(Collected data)
------
PR #11672, opened 2023-10-28
New API for unhandled linking

osdnk:
To make the API easier, we decided to make the hook attached directly to the navigator, instead of returning the function to handle the link.

Now, an unhandled link will be handled on the route change via the provided callback. In order to cancel unhandled links, we provide an additional function `clearUnhandledLink`


packages/routers/src/types.tsx
```diff
@@ -125,6 +125,13 @@ export type DefaultRouterOptions<RouteName extends string = string> = {
    * If not specified, usually the first route is used.
    */
   initialRouteName?: RouteName;
+  /**
+   A function returning a state, which may be set after modifying the routes name.
+   */
+  getStateForRouteNamesChange?: (
+    state: NavigationState
+  ) => PartialState<NavigationState> | undefined;
+  linking?: any;
```
satya164, line 134: These don't look right 🤔

`getStateForRouteNamesChange` is an option for `useNavigationBuilder` and `linking` is not for router.

satya164 (changes requested):

PR #11676, opened 2023-10-30
Update CardStyleInterpolators.tsx

ahmed-gameel:
Removed the inversion of transition when the axis is Y in RTL view since only the X axis should be changed

When using the an app in Arabic the views will be inverted in the X axis and will be from Right To Left instead of Left To Right, when using the prebuilt animations in CardStyleInterpolators the animations will be inverted and it's ok unless it's the Y axis transitions since there is no change in it. 
I have removed all the inversion of the animation in RTL and fixed the animation that come from the bottom and Vertical direction in general

### DIFF
--- a/packages/stack/src/TransitionConfigs/CardStyleInterpolators.tsx
+++ b/packages/stack/src/TransitionConfigs/CardStyleInterpolators.tsx
@@ -68,17 +68,13 @@ export function forHorizontalIOS({
  */
 export function forVerticalIOS({
   current,
-  inverted,
   layouts: { screen },
 }: StackCardInterpolationProps): StackCardInterpolatedStyle {
-  const translateY = multiply(
-    current.progress.interpolate({
+  const translateY = current.progress.interpolate({
       inputRange: [0, 1],
       outputRange: [screen.height, 0],
       extrapolate: 'clamp',
-    }),
-    inverted
-  );
+    });
 
   return {
     cardStyle: {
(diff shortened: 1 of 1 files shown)


osdnk:
I'm confused what does it have in common with RTL?

ahmed-gameel:
Y axis should not be inverted in RTL since only the X axis is mirrored. In
these animations even the Y axis is inverted and it shouldn't be.
For example when using the ios vertical transition on normal ltr it comes
from the bottom to the top but when the app is in RTL mode it's inverted
and it comes from the top of the screen. I have fixed this and made it only
occur on horizontal transitions

satya164:
The inverted value is set based on RTL only when it has a horizontal gesture https://github.com/react-navigation/react-navigation/blob/main/packages/stack/src/utils/getInvertedMultiplier.tsx

It is not inverted on vertical gestures. So this is only an issue if you are using horizontal gesture with a vertical animation. If this is the case then you need to fix your code to specify the gesture direction to match the animation direction.

The style interpolator needs to be inverted if user specified gestureDirection: 'vertical-inverted'. It's not correct just to ignore inverted entirely.

ahmed-gameel:
No it's not, it's also inverted in vertical transition you can review the
code and test it with enabling rtl

satya164:
> No it's not, it's also inverted in vertical transition you can review the

You haven't provided any test plan for the change or code to repro the issue. Besides you can clearly see in the code I linked that the inverted is set according to RTL only for horizontal direction.

PR #11680, opened 2023-11-01
fix!: don't use screen from params as initialRouteName

satya164:
BREAKING CHANGE:

Previously when using nested navigation API, we used that screen as `initialRouteName`.

e.g.

```js
navigation.navigate('MyScreen', { screen: 'NestedScreen' });
```

Here, the `'NestedScreen'` will be set as `initialRouteName`.

It has the result of rendering the navigator with that screen as focused screen. While this behaviour is expected, that screen was also used as the `initialRouteName` for every other operation ignoring the `initialRouteName` prop - which is not expected.

This change refactors the way the focused screen for initial render is set to avoid this behavior.


osdnk (approved):
works

PR #11685, opened 2023-11-03
refactor: rework how sync state is handled

### LINKED ISSUE #9739: Navigation state not always reset when navigators are unmounted
### Current behavior

I have a skeleton app with the following screen hierarchy:
```
StackNavigator
    LoginScreen
TabNavigator
    HomeScreen
    StackNavigator
        ProfileScreen
        SettingsScreen
``` 

Screens are conditional (as per [auth flow docs](https://reactnavigation.org/docs/auth-flow/)), so only the `LoginScreen` is mounted when the user is unauthenticated, and vice-versa for the remaining screens.

When logging out via the `ProfileScreen` and then logging back in, the user is returned to the `HomeScreen`, as expected.

When logging out via the `SettingsScreen` and then logging back in, the user is returned to the `SettingsScreen`, which is unexpected. I can't figure out a way to reset that navigation state.

I've created a Snack and a video (with audio explanation) of the issue, and put the code up on GitHub.

### Expected behavior

Given that the tabs and stacks are unmounted after logging out, I would expect that logging back in would reset the navigation state and return the user to the initial tab.

Thanks!

### Reproduction

Snack (v5): https://snack.expo.io/SCWaKO40u
Snack (v6): https://snack.expo.dev/gIbYd7EX0
GitHub (v5): https://github.com/chrisparton1991/react-navigation-issue
Video (with audio): https://imgur.com/a/8Og3Cjc

### Platform

- [X] Android
- [X] iOS
- [X] Web
- [ ] Windows
- [ ] MacOS

### Packages

- [X] @react-navigation/stack

### Environment

| @react-navigation/native               | 5.9.4, 6.0.0
| @react-navigation/bottom-tabs          | 5.11.11, 6.0.0
| @react-navigation/drawer               | 
| @react-navigation/material-bottom-tabs |
| @react-navigation/material-top-tabs    | 
| @react-navigation/stack                | 5.14.5, 6.0.0
| react-native-tab-view                  | 
| react-native-pager-view                | 
| react-native                           | 0.64.1
| expo                                   | 
| node                                   | 14.15.1
| npm or yarn                            | npm 6.14.8

satya164:
This simplifies the sync store for navigation state:

- Use a external store to store the state instead of `useState` - so the store can be updated synchronously
- Use `useSyncExternalStore` API to subscribe to the state changes
- Use an effect when a child navigator needs to update state due to list of screens changing etc.
- Removed timeout from state cleanup - fixes #9739

The changes should make the code easier to understand, as well as should make the code compatible with concurrent mode as we're not doing anything weird with the state.


packages/core/src/useNavigationBuilder.tsx
```diff
@@ -571,31 +566,21 @@ export function useNavigationBuilder<
...
-      // For example, if another navigator has started rendering, we should skip cleanup
-      // Otherwise, our cleanup step will cleanup state for the other navigator and re-initialize it
-      setTimeout(() => {
-        if (getCurrentState() !== undefined && getKey() === navigatorKey) {
-          cleanUpState();
-        }
-      }, 0);
+      if (getCurrentState() !== undefined && getKey() === navigatorKey) {
+        setCurrentState(undefined);
+        stateCleanedUp.current = true;
```
osdnk, line 571: this doesn't seem to be ideal, but it looks like it was already here

packages/core/src/useSyncState.tsx
```diff
@@ -1,74 +1,46 @@
...
+    state = newState;
+    listeners.forEach((listener) => listener());
+  };
 
-  const setState = React.useCallback((state: T) => {
-    if (state === stateRef.current || !isMountedRef.current) {
-      return;
-    }
+  const subscribe = (callback: () => void) => {
+    listeners.push(callback);
```
osdnk, line 16: personally, I'd prefer using objects at this will be used quite a lot (a bit better access and removing time)

packages/core/src/useSyncState.tsx
```diff
@@ -1,74 +1,46 @@
...
+  const store = React.useRef(createStore(getInitialState)).current;
 
-  const state = stateRef.current;
+  const state = React.useSyncExternalStore(
+    store.subscribe,
+    store.getState,
+    store.getState
+  );
 
   React.useDebugValue(state);
```
osdnk, line 43: I guess it should be `React.useDebugValue(store.getState());`

packages/core/src/useSyncState.tsx
```diff
@@ -1,74 +1,46 @@
...
-    setTrackingState(stateRef.current);
-  }
+export function useSyncState<T>(getInitialState: () => T) {
+  const store = React.useRef(createStore(getInitialState)).current;
 
-  const state = stateRef.current;
+  const state = React.useSyncExternalStore(
+    store.subscribe,
+    store.getState,
+    store.getState
```
osdnk, line 40: I guess we don't need the third arg if the same as the second

packages/core/src/useSyncState.tsx
osdnk: Actually, it's used directly only once so w/e

osdnk (commented):
That all looks very reasonable and I'm happy we have it a bit simpler. I'm curious about the following from the react documentation:

"It’s not recommended to suspend a render based on a store value returned by useSyncExternalStore. The reason is that mutations to the external store cannot be [marked as non-blocking transition updates](https://react.dev/reference/react/useTransition), so they will trigger the nearest [Suspense fallback](https://react.dev/reference/react/Suspense), replacing already-rendered content on screen with a loading spinner, which typically makes a poor UX."

I think, ideally, we'd prefer to have state mutations non-blocking.

packages/core/src/useSyncState.tsx
satya164: there's a warning during SSR if the third argument is not provided

packages/core/src/useSyncState.tsx
satya164: `state` should give the latest value. the `getState` method is only for stuff that's not called during render, e.g. callbacks, effects etc.

satya164:
> I think, ideally, we'd prefer to have state mutations non-blocking.

Maybe in the future. This keeps the behavior close to how the previous code was. Without synchronous state update, a lot of tests fail and we will likely need a bigger refactor to handle that.

PR #11694, opened 2023-11-10
Add full history type

JustJoostNL:

**Motivation**

I am creating an app where it is important to not ignore duplicate routes (for routes with parameters, etc.). So that's why I thought it would be nice to have a "fullHistory" option.


JustJoostNL:
Closing this since I forgot the conventional commit message.

PR #11695, opened 2023-11-10
feat: add new BackBehavior option, fullHistory

JustJoostNL:

**Motivation**

I am creating an app where it is important to not ignore duplicate routes (for routes with parameters, etc.). So that's why I thought it would be nice to have a "fullHistory" option.


JustJoostNL:
Is someone able to review this?

osdnk:
Hi, thanks for the PR!

The problem is that only one route is tracked for the given index (tab). Therefore, when you push the new route, the old one gets removed (from `routes` array) so it doesn't make much sense to track the old key as that key is no longer corresponding to any tracked route.
I cannot really see how it can work by the code you proposed.  You can try to write some tests, but I'm pretty convinced that cannot work. If you want to achieve that, then probably you need to use a stack or modify the existing tab router.,

JustJoostNL:
Ah I see. Thanks. I'll close this PR for now and have a look at it later.

PR #11702, opened 2023-11-15
Preloading / pt. 1 - routers

osdnk:
# Preloading screens

## Problem

We noticed that it is common to have some heavy screens, which will need to be loaded and some point. The obvious idea is to pre-load the screen so it can live already rendered under the current screen. 

## Action plan

This project is roughly divided into parts. 

First, the logic should include changes inside the routers (included in this PR). Second, those changes should be reflected inside navigators (or they should throw errors if unimplemented, e.g., in the native stack).

### Routers

The navigation state should hold, together with `routes`, also `preloadedRoutes: NavigationRoute<ParamList, keyof ParamList>[]` or `preloadedRoutesKeys: string[];`.

That is the shape of the `PRELOAD` action:

```tsx
{
  type: 'PRELOAD';
  payload: {
    name: string;
    params?: object;
  };
  source?: string;
  target?: string; 
} 
```

That list will indicate to the navigator that those routes should be readily available to show at any point. 

Roughly, routers are split into two categories:

- Tab and Drawer routers
    - If the route is not loaded yet, we should simply add a key to the `preloadedRoutesKeys` array.
    - If the route was already loaded with a matching ID, it should also get added to the `preloadedRoutesKeys` (consequently) and replace the route in `routes`.
    - If the route was already loaded (the route with the name), but with no matching ID, it should also get added to the `preloadedRoutesKeys` and we should change the route under the proper index in `routes`.
    - On navigating to that route, it should get removed from `preloadedRoutesKeys`.
    - If the route is already focused, we warn and do nothing.
    - if the route (with a matching ID) was already preloaded, calling `PRELOAD` again should not update the `preloadedRoutesKeys` and it should get reflected by updating the params in the route.
- Stack router
    - If the route is not loaded yet, we should simply add a new route to the `preloadedRoutes` array.
    - If the route was already loaded (the route with the name), but with no matching ID, it should also get added to the `preloadedRoutes` and not modify `routes`.
    - If the route was already loaded with a matching ID, it should also get added to the `preloadedRoutes` (to make it clear for the navigator to keep it loaded) and update params.
    - On navigating to that route, it should get removed from `preloadedRoutes`.
    - If the route is already focused, we warn and do nothing.
    - if the route (with a matching ID) was already preloaded, calling `PRELOAD` again should update the `preloadedRoutes` (params of the route) and it should get reflected by updating the params in the route if already in `routes`.

On top of that, we should have `DISMISS_PRELOAD` action, which (in both cases) removes the route from the array.

```tsx
{
  type: 'DISMISS_PRELOAD';
  payload: {
    name: string;
    params?: object; // To get ID
  };
  source?: string;
  target?: string;
}
```

This PR includes those changes enriched with tests.


packages/routers/src/TabRouter.tsx
```diff
@@ -41,6 +41,10 @@ export type TabNavigationState<ParamList extends ParamListBase> = Omit<
    * List of previously visited route keys.
    */
   history: { type: 'route'; key: string }[];
+  /**
+   * List of routes' key, which are supposed to be preloaded before navigating to.
+   */
+  preloadedRoutesKeys: string[];
```
osdnk, line 47:
```suggestion
  preloadedRouteKeys: string[];
```

packages/routers/src/TabRouter.tsx
```diff
@@ -380,11 +393,88 @@ export function TabRouter({
...
+        case 'PRELOAD': {
+          const routeIndex = state.routes.findIndex(
+            (route) => route.name === action.payload.name
+          );
+          if (routeIndex === state.index) {
+            console.warn('Cannot preload the focused page.');
+            return state;
+          }
+          if (routeIndex === -1) {
+            return state;
```
osdnk, line 413:
```suggestion
            return null;
```

packages/routers/src/TabRouter.tsx
```diff
@@ -380,11 +393,88 @@ export function TabRouter({
...
           };
         }
 
+        case 'PRELOAD': {
+          const routeIndex = state.routes.findIndex(
+            (route) => route.name === action.payload.name
+          );
+          if (routeIndex === state.index) {
+            console.warn('Cannot preload the focused page.');
+            return state;
```
osdnk, line 410:
```suggestion
```

packages/routers/src/TabRouter.tsx
```diff
@@ -380,11 +393,88 @@ export function TabRouter({
...
+
+          let params;
+
+          if (currentId === nextId) {
+            params =
+              action.payload.params !== undefined ||
+              routeParamList[route.name] !== undefined
+                ? {
+                    ...routeParamList[route.name],
+                    ...route.params,
```
osdnk, line 433:
```suggestion
```

packages/routers/src/TabRouter.tsx
```diff
@@ -380,11 +393,88 @@ export function TabRouter({
...
+                    ...action.payload.params,
+                  }
+                : route.params;
```
osdnk, line 436:
```suggestion
                : undefined;
```

packages/routers/src/TabRouter.tsx
```diff
@@ -380,11 +393,88 @@ export function TabRouter({
...
+            params !== route.params ? { ...route, key, params } : route;
+
+          return {
+            ...state,
+            preloadedRoutesKeys: state.preloadedRoutesKeys
+              .filter((key) => key !== route.key)
+              .concat(newRoute.key),
+            routes: state.routes.map((route, index) =>
+              index === routeIndex ? newRoute : route
+            ),
```
osdnk, line 457: also, remove from the history

packages/routers/src/TabRouter.tsx
```diff
@@ -380,11 +393,88 @@ export function TabRouter({
...
+          };
+        }
+
+        case 'DISMISS_PRELOAD': {
```
osdnk, line 461:
```suggestion
        case 'REMOVE_PRELOAD': {
```

packages/routers/src/TabRouter.tsx
```diff
@@ -380,11 +393,88 @@ export function TabRouter({
...
+          const routeIndex = state.routes.findIndex(
+            (route) => route.name === action.payload.name
+          );
+          if (routeIndex === -1) {
+            return state;
```
osdnk, line 466:
```suggestion
            return null;
```

packages/routers/src/StackRouter.tsx
```diff
@@ -209,6 +215,7 @@ export function StackRouter(options: StackRouterOptions) {
         index: routes.length - 1,
         routeNames,
         routes,
+        preloadedRoutes: [], // ?
```
osdnk, line 218: it is actually possible to have some things before rehydration. Screen names should be valid and keys matching (if the are already in the stack)

packages/routers/src/StackRouter.tsx
```diff
@@ -379,11 +394,19 @@ export function StackRouter(options: StackRouterOptions) {
...
             routes,
           };
         }
 
         case 'NAVIGATE_DEPRECATED': {
+          if (state.preloadedRoutes.length !== 0) {
+            console.warn(
+              'Preloading is not supported with navigateDeprecated.'
+            );
+          }
```
osdnk, line 409: return null

osdnk: make the check fine-grained

packages/routers/src/StackRouter.tsx
```diff
@@ -482,10 +505,17 @@ export function StackRouter(options: StackRouterOptions) {
...
+
             return {
               ...state,
               index: routes.length - 1,
               routes,
+              preloadedRoutes: state.preloadedRoutes.filter(
+                (route) =>
+                  removedRoutes.findIndex((r) => route.key === r.key) === -1 &&
+                  route.key !== routes[routes.length - 1].key
+              ),
```
osdnk, line 518: remove

packages/routers/src/StackRouter.tsx
```diff
@@ -606,6 +636,77 @@ export function StackRouter(options: StackRouterOptions) {
...
+              ...state,
+              preloadedRoutes: state.preloadedRoutes
+                .filter((r) => {
+                  if (r.name === action.payload.name) {
+                    if (id === undefined) {
+                      return false;
+                    }
+                    return id !== getId?.({ params: r.params });
+                  }
+                  return true;
```
osdnk, line 664: make sure that this is correct

packages/routers/src/StackRouter.tsx
```diff
@@ -606,6 +636,77 @@ export function StackRouter(options: StackRouterOptions) {
...
+            return {
+              ...state,
+              preloadedRoutes: state.preloadedRoutes
+                .filter((r) => r.key === route?.key)
+                .concat(
+                  action.payload.params
+                    ? {
+                        ...route,
+                        params: {
+                          ...route.params,
```
osdnk, line 688: not merge

packages/core/src/types.tsx
```diff
@@ -281,6 +281,76 @@ type NavigationHelpersCommon<
       : never
   ): void;
 
+  /**
+   * Preloads the route in current navigation tree.
+   *
+   * @param route Object with `name` for the route to navigate to, and a `params` object.
+   */
+  preload<RouteName extends keyof ParamList>(
```
osdnk, line 289: just name and params

packages/drawer/src/views/DrawerView.tsx
```diff
@@ -56,6 +56,11 @@ function DrawerViewBase({
 }: Props) {
   const { direction } = useLocale();
 
+  if (state.preloadedRoutesKeys.length !== 0) {
+    console.warn(
```
osdnk, line 60: throw

packages/routers/src/CommonActions.tsx
```diff
@@ -107,3 +125,38 @@ export function reset(state: ResetState | undefined): Action {
...
+      payload: { name: args[0], params: args[1] },
+    };
+  } else {
+    const payload = args[0] || {};
+
+    if (!('name' in payload)) {
+      throw new Error(
+        'You need to specify a name when calling navigate with an object as the argument. See https://reactnavigation.org/docs/navigation-actions#navigate for usage.'
+      );
+    }
```
osdnk, line 158: remove the `else`. Similar to `push`

packages/routers/src/TabRouter.tsx
```diff
@@ -380,11 +393,74 @@ export function TabRouter({
...
+          return {
+            ...state,
+            preloadedRouteKeys: state.preloadedRouteKeys
+              .filter((key) => key !== route.key)
+              .concat(newRoute.key),
+            routes: state.routes.map((route, index) =>
+              index === routeIndex ? newRoute : route
+            ),
+            history: state.history.filter(
+              (record) => key === route.key || record.key !== route.key
```
osdnk, line 442: add a comment on what happens here

packages/routers/src/TabRouter.tsx
```diff
@@ -380,11 +393,74 @@ export function TabRouter({
...
+
+          return {
+            ...state,
+            preloadedRouteKeys: state.preloadedRouteKeys
+              .filter((key) => key !== route.key)
+              .concat(newRoute.key),
+            routes: state.routes.map((route, index) =>
+              index === routeIndex ? newRoute : route
+            ),
+            history: state.history.filter(
```
osdnk, line 441: make it a ternary

PR #11713, opened 2023-11-21
fix: change of width of tabBarIndicator due to change of leftPadding

g4ps:
**Motivation**

The issue manifests itself only on the android phones (as far as I know).

When we try to add paddingLeft and width: 'auto' to contentConteinerStyle in TabBar, we get a
certain problem: our TabBarIndicator's width goes completely out of whack. This problem is due to
a more general problem in react-native, which can't properly process large values of scaleX
transforms when position of the block is either 'relative' or 'absolute' and 'left' is defined
on android. There are two main ways to solve this problem: the first one is to wail
'till the folks in react-native community solve the underlying issue, and the second
(and way more attractive in my personal opinion) solution is to make width of the tabBarElement
on android larger so that we don't have to deal with scaleX's in triple digits. This results
with a tad bit more complicated maths in TabBarIndicator, particularly when it comes to calculating
translations after the scaling, but notihng too complicated.

**Test plan**

- Get yourself an android phone
- go to https://github.com/g4ps/testApp, download and install (yarn  && yarn run start) the app
- change the values of paddingLeft in contentContainerStyle in tabBarStyles (values between 20 and
28 should do)
- you should see something like this, where the width of the TabBarIndicator is gonna be completely
out of whack:

https://github.com/react-navigation/react-navigation/assets/70518602/a7c2954f-0ba1-42f8-90ca-c125753a0abf

- change "react-native-tab-view": "^4.0.0-alpha.2" to "react-native-tab-view": "g4ps/react-navigation.git#react-native-tab-view-v4.0.0-alpha.2-gitpkg" (which was build with this PR) in package.json
- reinstall the app
- change the values of paddingLeft to whatever value your heart desires, and everything's
going to be completely within the acceptable levels of whack


satya164 (changes requested):
Thank you for the PR. Seems the indicator is misaligned after this change, here are some screenshots from the tab view examples in this repo

**Before**

before

before-scroll

**After**

after


after-scroll

Can you check?

PR #11740, opened 2023-12-10
fix: Registered listener not found when mounting and unmounting

g1d5ny:

**Motivation**

On iOS, when you try to scroll back a stack to get back to the previous page, it can't find a listener to unmount the currently mounted stack.

1. I added code to register a listener for being mounted at the bottom line of componentDidMount().

2. I added code to delete the mounted listener at the bottom of componentWillUnmount().

**Test plan**


g1d5ny:

osdnk:
@g1d5ny Thanks for the PR.
Please elaborate on the issue you solve. This seems to be a bit cryptic in the current shape

khrulev:
> @g1d5ny Thanks for the PR. Please elaborate on the issue you solve. This seems to be a bit cryptic in the current shape

The warning occurs when you use gestures for moving between screens (in the navigation stack) on iOS. The ** removeAllListeners** function solves this problem, but to ensure it does not cause any side problems, we added 1 more empty listener in **componentDidMount()** function. And then it works fine.

g1d5ny:
> @g1d5ny홍보해주셔서 감사합니다. 해결한 문제에 대해 자세히 설명해주세요. 현재 모습으로는 좀 애매한 것 같습니다

hello. I will explain in detail the problem I fixed.

The problem I described is that when you try to go back to the previous page by scrolling the stack in iOS, you cannot find a listener to unmount the currently mounted stack. So the following warning appears.

"Animation Warning - Sending onAnimatedValueUpdate with no listeners registered"

So, we added a listener so that it can be recognized every time it mounts or unmounts. Then the warning disappears.

I am uploading a video comparing the before and after videos.


https://github.com/react-navigation/react-navigation/assets/55727475/d380fa19-255a-4463-8d40-688d4ef56804


https://github.com/react-navigation/react-navigation/assets/55727475/03d77f3e-1263-4129-860f-700985c7353b

g1d5ny:
> @g1d5ny Thanks for the PR. Please elaborate on the issue you solve. This seems to be a bit cryptic in the current shape


hello. I will explain in detail the problem I fixed.

The problem I will explain is that when you try to go back to the previous page by scrolling the stack in iOS, you cannot find a listener to unmount the currently mounted stack. Currently, the following warning appears.

"Sending onAnimatedValueUpdate with no listeners registered"

So, we added a listener so that it can be recognized every time it mounts or unmounts. Then the warning disappears.

I am uploading a video comparing the before and after.

https://github.com/react-navigation/react-navigation/assets/55727475/d380fa19-255a-4463-8d40-688d4ef56804
https://github.com/react-navigation/react-navigation/assets/55727475/03d77f3e-1263-4129-860f-700985c7353b

satya164:
Thanks for the pull request. However it's a workaround and doesn't address the actual issue.

The problem here is that it sends values when there are no listeners. Instead of adding listeners that don't do anything, the fix would be to identify why it is happening - which may either be a bug in React Navigation, Gesture Handler, or React Native itself, and then address it.

satya164:
Closing as per my response above.

PR #11741, opened 2023-12-11
feat: add layout and screenLayout props for screens

satya164:
**Motivation**

This adds a new `layout` prop that can be used to wrap screens.

It makes it easier to provide things such as a global error boundary and suspense fallback for a group of screens without having to manually add HOCs for every screen separately.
------
[What the task asks] Beginning at the top of the data, please return every line until and including the line containing "satya164, line 134: These don't look right 🤔", copied exactly, and nothing past it.

[Exercise answer]
PR #11672, opened 2023-10-28
New API for unhandled linking

osdnk:
To make the API easier, we decided to make the hook attached directly to the navigator, instead of returning the function to handle the link.

Now, an unhandled link will be handled on the route change via the provided callback. In order to cancel unhandled links, we provide an additional function `clearUnhandledLink`


packages/routers/src/types.tsx
```diff
@@ -125,6 +125,13 @@ export type DefaultRouterOptions<RouteName extends string = string> = {
    * If not specified, usually the first route is used.
    */
   initialRouteName?: RouteName;
+  /**
+   A function returning a state, which may be set after modifying the routes name.
+   */
+  getStateForRouteNamesChange?: (
+    state: NavigationState
+  ) => PartialState<NavigationState> | undefined;
+  linking?: any;
```
satya164, line 134: These don't look right 🤔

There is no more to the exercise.